Another George Jones song deserves a mention: Ya Ba Da Ba Do. It’s about a guy whose wife has left him and taken almost everything. All he has left is some Jim Beam in an Elvis Presley decanter and a Flinstone jelly glass. The song contains the unforgettable lines

“I pulled the head off Elvis, filled Fred up to his pelvis. Ya ba da ba do,
the king is gone
and so are you.”

All the dead ones. Take it how you want to. :smiley:

broccoli!

One of the great transitions would be the collaboration bluegrass master fiddle player Mark O’Conner did with Yo Yo Ma and Edger Meyer, a CD called “Appalachia Waltz”, which was a big seller in the classical community.

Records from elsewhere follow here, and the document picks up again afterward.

PR #372, opened 2022-03-25
[agent][events] - Events agent

AntonZelenin:


dariakharlan (changes requested):
create a separate command for creating events pipeline

agent/src/agent/pipeline/config/jython_scripts/events_destination.py
```diff
@@ -0,0 +1,57 @@
...
+    import requests
+finally:
+    sdc.importUnlock()
+
+
+def is_expired(auth_token):
+    res = auth_token.split('.')[1]
+    res = base64.b64decode(res)
+    expiration_timestamp = json.loads(res)['exp']
+    return expiration_timestamp < time.time()
```
dariakharlan, line 20: i would add `expiration_timestamp < time.time() - 300` just in case

agent/src/agent/pipeline/config/jython_scripts/events_destination.py
```diff
@@ -0,0 +1,57 @@
...
+        try:
+            s = requests.Session()
+            s.headers.update({
+                'Content-Type': 'application/json',
+                'Authorization': 'Bearer ' + auth_token,
+            })
+            res = s.post(sdc.userParams['EVENTS_URL'], json=record.value, proxies=sdc.userParams['PROXIES'])
+            res.raise_for_status()
+            sdc.output.write(record)
+        except Exception as e:
```
dariakharlan, line 50: we should do retries in case of 5xx errors and timeouts

dariakharlan (changes requested):

PR #6210, opened 2020-03-25
trypandoc: Add standalone option to the command text

Chocobo1:
* trypandoc: Add standalone option to the command text
  I somehow missed it in PR #6189.
* trypandoc: Update 3rd party libraries
  Those links are taken as-is from the library website.


jgm:
Thanks!

PR #6211, opened 2020-03-25
API change: create PandocLua type, use PandocError for exceptions

tarleb:
The PandocError type is used throughout the Lua subsystem, all Lua
functions throw an exception of this type if an error occurs. The
`LuaException` type is removed and no longer exported from
`Text.Pandoc.Lua`. In its place, a new constructor `PandocLuaError` is
added to PandocError.


tarleb:
Required ito make a future `PandocLua` type an instance of `PandocMonad`.

jgm:
Will require a bump to 2.10 I guess.  Holding off merging for a short time in case we need to do fixes on 2.9.2.1.

tarleb:
I won't mind holding this off till shortly before the next release. Changes to the Lua system don't seem to be prone to merge conflicts, so we can just collect everything in one big PR. (I just like to collect feedback early on).

tarleb:
I've added more commits which show the bigger picture. This adds a new type `PandocLua` which is an instance of `PandocMonad`. This means we can use `PandocLua` exactly like `PandocIO`. The next step would be to modularize and generalize `Text.Pandoc.App` in a way which allows us to expose the functions to Lua.

tarleb:
I have rebased to master and removed non-essential commits. Ready to merge on my part.

jgm:
looks good to me, merged!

As far as pure classical, I find I do best with either the romantics such as Mussourgsy’s (sorry about the spelling) “Night on Bald Mountain”. Check out Disney’s Fantasia for some others.

Or, if in an intellectual mood, I go for baroque chamber music, which can be pleasant. The Brandenburg Concertos have been fairly accessible to me.

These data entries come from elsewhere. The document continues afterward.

PR #6224, opened 2020-03-29
Better tables

despresc:
The start of implementing [the changes to Table](https://github.com/jgm/pandoc-types/pull/66).

Most readers use the old builders in `pandoc-types`, and the rest that deal with tables use a similar procedure: a non-empty caption is wrapped in a `Para` (should this be `Plain` instead?) and simple row padding and truncation is used to keep the table rectangular.

The writers use a new `toLegacyTable` in `Text.Pandoc.Shared`. At the moment it does the easiest thing, which is to forget about cell dimensions then pad or truncate the resulting table like `Builder.table` does. This isn't a problem for now, since none of the readers use the new `Table` functionality at all. It might instead be better to cut cells up so that cells of dimension `(h, w)` become `h * w` cells of dimension `(1, 1)`, with the content in the upper-left cell and the rest empty. I can make that change, if desired, when I change the signature of `Builder.table`, since the code involved is fairly similar.

Note that three Lua tests fail, the ones that test that tables round-trip correctly. I modified `Lua.Marshaling.AST` so that it uses `toLegacyTable`, which is of course lossy. Properly supporting the new tables requires some changes to the Lua code, and I am not too familiar with Lua, so I have left that alone. I can take a stab at changing the Lua code, but it might be easier if its current maintainer adapts it instead.

I had to change the native writer to fix the other tests. A sample of its output is this:
```haskell
Table ("",[],[]) (Caption Nothing
 []) [(AlignDefault,Nothing),(AlignDefault,Nothing)] 0
 [Row ("",[],[])
  [Cell ("",[],[]) Nothing 1 1 
   [Plain [Str ""]]
  ,Cell ("",[],[]) Nothing 1 1 
   [Plain [Str ""]]]]
 [Row ("",[],[])
  [Cell ("",[],[]) Nothing 1 1 
   [Plain [Str "Orange"]]
  ,Cell ("",[],[]) Nothing 1 1 
   [Plain [Str "Apple"]]]
 ,Row ("",[],[])
  [Cell ("",[],[]) Nothing 1 1 
   [Plain [Str "Bread"]]
  ,Cell ("",[],[]) Nothing 1 1 
   [Plain [Str "Pie"]]]
 ,Row ("",[],[])
  [Cell ("",[],[]) Nothing 1 1 
   [Plain [Strong [Str "Butter"]]]
  ,Cell ("",[],[]) Nothing 1 1 
   [Plain [Str "Ice",Space,Str "cream"]]]]
 []
```
It should be fairly simple to change.


jgm:
> a non-empty caption is wrapped in a Para (should this be Plain instead?) 

Yes, I think a `Plain` is better.

jgm:
> The writers use a new toLegacyTable in Text.Pandoc.Shared. 

If this is only used by writers, let's put it in T.P.Writers.Shared.

jgm:
>  It might instead be better to cut cells up so that cells of dimension (h, w) become h * w cells of dimension (1, 1), with the content in the upper-left cell and the rest empty. 

This would probably be better, yes, if it's not too difficult to do.

jgm:
> Note that three Lua tests fail, the ones that test that tables round-trip correctly. I modified Lua.Marshaling.AST so that it uses toLegacyTable, which is of course lossy. Properly supporting the new tables requires some changes to the Lua code, and I am not too familiar with Lua, so I have left that alone. I can take a stab at changing the Lua code, but it might be easier if its current maintainer adapts it instead.

@tarleb is the one to consult with about this.

jgm:
```
Table ("",[],[]) (Caption Nothing
 []) [(AlignDefault,Nothing),(AlignDefault,Nothing)] 0
```
Just curious why the line break in the middle of the Caption constructor?

Otherwise, this looks good.

One thing that strikes me, though, looking at this output, is how unperspicuous the Maybe and numerical values are.  `Nothing` means what?  `1` means what? We might think about creating custom types and newtypes that are clearer, like
```
data ShortCaption = ShortCaption [Inline] | NoShortCaption
newtype RowSpan = RowSpan Int
newtype ColSpan = ColSpan Int
data AlignCell = AlignCell Alignment | AlignCellDefault
```
Then we'd have
```
(Caption NoShortCaption [])
```
and
```
Cell ("",[],[]) AlignCellDefault (RowSpan 1) (ColSpan 1)
```
Alternatively, instead of RowSpan and ColSpan, we could have
```
CellDimensions Int Int
```
I'm curious what you think. (Also @tarleb.)  Of course these are things we could leave as is for now, but while we're messing with types it might make sense to think it through.

jgm:
Excellent work, by the way!  I think this is a great approach --- we can integrate the new types into pandoc without changing any reader or writer behavior, and then do that gradually.

mb21:
> One thing that strikes me, though, looking at this output, is how unperspicuous the Maybe and numerical values are. Nothing means what? 1 means what? We might think about creating custom types and newtypes that are clearer

true... I'm not sure about performance impact though. Maybe in the future we'll have a more human readable JSON format, though...?

jgm:
@mb21 `newtype`s have no performance impact.  `data` does introduce additional indirection and thus has a performance impact.  But the places where these will be used are not hot spots.

tarleb:
Exciting! I'll happily take a close look later this week.

despresc:
I had the line break there because I thought the block content of the caption might look better on its own line. It does look a little odd when the caption is empty. Maybe a conditional line break? Or it could be removed entirely.

The `toLegacyTable` seems to be used only in `Writers/` and `Lua/Marshaling/AST.hs`. The latter use should go away once the Lua code is adapted to new type, so `toLegacyTable` can be moved to `Writers.Shared` as long as the temporary dependency in `Lua.Marshaling.AST` is okay.

Having `ShortCaption` and `AlignCell` and the newtypes would make the writer output clearer, certainly. The `RowSpan` and `ColSpan` types could also have a `Num` instance, unless writing the constructors explicitly in the source is important. If that were our approach, then the `Maybe Double` in `ColSpec` could be made into its own type (`data ColWidth = ColWidth Double | ColWidthDefault`, or something like that).

despresc:
Perhaps the `Caption` should also have an `Attr`? At least for filters and HTML.

despresc:
Having the type be `ShortCaption` seems to imply that the short caption will always be available for a `Caption`. I think that either the `NoShortCaption` should be renamed if that is the case (to `ShortCaptionDefault`, or `UnspecifiedShortCaption`, or something better), or it should be `Maybe ShortCaption`, with `type ShortCaption = [Inline]`.

The argument for keeping the various types as `Maybe` is that that is easier to work with, since functions like `maybe` and `fromMaybe` would work on all of them. The `ShortCaption` discussion above suggests that this could be a little more flexible in design, too; the `Nothing :: Maybe a` would simply mean "unspecified `a`", and the users of the type could decide how to deal with such a thing.

jgm:
> The argument for keeping the various types as Maybe is that that is easier to work with, since functions like maybe and fromMaybe would work on all of them

This is true, and the readability of Native output isn't a particularly strong desideratum.

On the other hand, some of the newtypes might be worth adding; e.g. RowSpan and ColSpan -- this would help the type checker prevent accidentally mixing these up, for example.

As for `Maybe Alignment` - `Alignment` already has `AlignDefault` as one of its constructors; why not just use this instead of `Nothing`?

I'm fine with leaving the short caption as a Maybe.

I like the idea of replacing the `Maybe Double` with `data ColWidth = ColWidth Double | ColWidthDefault`.  But I could be persuaded otherwise.

despresc:
Having the various new dimensions be newtypes is good. I don't think that there is too much difference having the `Maybe` as opposed to new data types, so I can change things so that the short caption is `Maybe`, the cell alignment is just `Alignment`, and the column width is `ColWidth = ColWidth Double | ColWidthDefault`. That's reasonable.

despresc:
A sample of the new `Writers.Native` output:

```haskell
Table ("",[],[]) (Caption Nothing
[Plain [Str "Food",Space,Str "complements"]])
[(AlignDefault,ColWidthDefault)
,(AlignDefault,ColWidthDefault)]
(TableHead ("",[],[])
[Row ("",[],[])
 [Cell ("",[],[]) AlignDefault (RowSpan {getRowSpan = 1}) (ColSpan {getColSpan = 1})
  [Para [Str "Orange"]]
 ,Cell ("",[],[]) AlignDefault (RowSpan {getRowSpan = 1}) (ColSpan {getColSpan = 1})
  [Para [Str "Apple"]]]])
[(TableBody ("",[],[]) (RowHeadColumns {getRowHeadColumns = 0})
 []
 [Row ("",[],[])
  [Cell ("",[],[]) AlignDefault (RowSpan {getRowSpan = 1}) (ColSpan {getColSpan = 1})
   [Para [Str "Bread"]]
  ,Cell ("",[],[]) AlignDefault (RowSpan {getRowSpan = 1}) (ColSpan {getColSpan = 1})
   [Para [Str "Pie"]]]
 ,Row ("",[],[])
  [Cell ("",[],[]) AlignDefault (RowSpan {getRowSpan = 1}) (ColSpan {getColSpan = 1})
   [Para [Str "Butter"]]
  ,Cell ("",[],[]) AlignDefault (RowSpan {getRowSpan = 1}) (ColSpan {getColSpan = 1})
   [Para [Str "Ice",Space,Str "cream"]]]])]
(TableFoot ("",[],[])
[])
```

jgm:
```
(RowSpan {getRowSpan = 1}) (ColSpan {getColSpan = 1})
```
The output is much more compact without these accessors.  Maybe we should leave them off the `newtype`?  (that is, `newtype Rowspan = RowSpan Int`)

Seems like we can just use `coerce` to get the value for both of them, without a special constructor.  (or use pattern matching)

Note that in general we don't have these accessors defined in pandoc-types.  Partly this is just to keep the native output from being so verbose.

despresc:
Sure, I will change that.

despresc:
When a table of width `w` with no header is encountered, quite a few of the readers (`html`, `textile`, `txt2tags`, possible a few others) currently output `replicate w emptyCell` as the header, and not `[]`. This is reflected in the current tests. Is this desired behaviour? If not, I'll fix the offending tests as I adapt `pandoc` to the new `Builder.table`.

jgm:
re `replicate w emptyCell`: I'm pretty sure there WAS a reason for this, but I've forgotten it.
On the other hand, it doesn't make a whole lot of sense, and we could change it, but this might require some changes in the writers.

despresc:
As it turns out, only the XWiki writer seemed to depend on the header row being non-empty. Many of the others that might have cared pad the header row with empty cells, then do something to the effect of `if all null headerRow then outputNoHead ...`, so they were fine. I believe all the readers now don't emit an empty header row on a head that isn't present.

The new `toLegacyTable` (that cuts up cells) normalizes the input table components before emitting the legacy table components. I thought that was safer.

despresc:
I think these are all the changes, unless there's something more that you would like me to do. The `Builder.table` adaptation was mostly shallow, only touching code near uses of `table`. Later refactoring can change that.

despresc:
I forgot about `Lua.Marshaling.AST` pretending to lua, via `toLegacyTable`, that the table constructor hasn't changed. That still remains.

tarleb:
I'll have a look at Lua marshaling soon.

tarleb:
I made a PR to your "better-tables" branch, @despresc. It is rather bare-bones, but works well enough to let the tests pass. I guess we can fine-tune the Lua structure later.

despresc:
Thanks @tarleb. That should be everything.

jgm:
Excellent!  One thing I noticed is the need for explicit qualifications in `Pandoc.Row`.  Why is that needed?  Is `Row` defined somewhere else?  I wonder whether using more table-specific types like `TableRow`, `TableColumn`, `TableCell` would be a good idea?

jgm:
Oh, maybe `Row` is defined in tagsoup?  On second thought, I'm not inclined to change the type names; `Row` is pretty unambiguous in a pandoc context.

despresc:
Yes, it was. I must have thought that `Readers.Markdown` was using the tag soup `Row`, since it's easier just to hide it. The only internal type that conflicts with `Row` is a `Row` defined in the `Docx` reader, I believe.

jgm:
This all looks great to me -- we can fine tune as we go, but I'm merging this now!

Next steps:

- support row/colspans in readers and writers where that makes sense
- provide a mechanism for "downshifting" tables with row/colspans to tables without them, for writers where these can't be supported (e.g. markdown) (@despresc is there already such a function in the changes you've added?)

Longer term:

- think about how to support row/colspans in markdown table formats

despresc:
Excellent news.

The `Writers.Shared.toLegacyTable` function does that, except that it aims for strict compatibility with the old signature of `Table`, so it also does things like convert the `Caption` to an `[Inline]`.

despresc:
A function like `toSimpleTable :: TableHead -> [TableBody] -> TableFoot -> ([[Block]], [[[Block]]])` could be taken out of it, for instance.

jgm:
I think `toLegacyTable` is pretty much what I had in mind, thanks.

mb21:
> think about how to support row/colspans in markdown table formats

I suppose it would be a good start if that is at least one markdown table style that can support that: grid tables seem the obvious candidate.

despresc:
There are also simple tables. It would be nice to write the booktabs version of the traditional LaTeX table:

```
        Item
--------------------------  ---------
Animal    Description           Price
--------- ----------------  ---------
Gnat      per-gram              13.65
          each                   0.01
Gnu       stuffed               92.50
Emu       stuffed               33.33
Armadillo frozen                 8.99
```

jgm:
Would it make sense to create separate issues for reader and writer support for some of the most important formats, to help people start working on these things? I would think the highest-priority formats to which to add row/colspan support are

- LaTeX
- Docx
- HTML

There could also be an issue for Markdown, which would require syntax decisions (but I think there already is an issue with extensive discussion on this).

Other formats that I think allow row/colspans, to some degree:

- RST
- Org
- ODT
- DocBook
- JATS
- Ms
- Man

and no doubt others.

despresc:
I think that's a good idea. It would at least alert people that the table handling can now be improved, and indicate what still remains to be done so that they can contribute. Maybe the original issue and the "list of projects" issue can be updated as well.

Beyond that, I suspect it’s pretty much what you expose yourself to. I still have a real problem with dissonance as an artistic choice, which puts me on the outs with much of 20th century “classical” composing. Far from being an expert,I have a long way to go.

But it’s nice to be able to appreciate both Townes Van Zandt, Steve Fromholz and Alison Krauss on one side and Bach, Bizet and Karl Orff on the other…

Hey, somebody mentioned Paradise by John Prine. I’m actually from the county he’s talking about! Good ole Muhlenberg County KY.
I dont get to brag often about that, so sorry! I had to mention it.

Conti

Conti wrote:

I thought Mr. Peabody’s coal train done hauled it away.(?)

haha…they pretty much have Spoke. Almost all the land here has been stip mined and then reclaimed by the Peabody Coal Company. And they’re still here surfacing mining different areas!!!
The town Prine is talking about, Paradise, used to be a small town but it was stip mined and nobody ever rebuilt anything there. I dont even think there is a road that leads to Paradise anymore…i’ve walked out there a few times though. And i’ve fished in the Green River he’s talking about! LOL

Conti

“There’s No Road to Paradise Anymore”

Now there’s a song title. :wink:

Hell yeah Spoke! Now that’s what i’m talking about. If i ever become a country singer, that will be my first single.

hometownboy - thanks! I have some Mark O’Connor stuff but didn’t know he’d done anything that was considered classical. That’s good to know.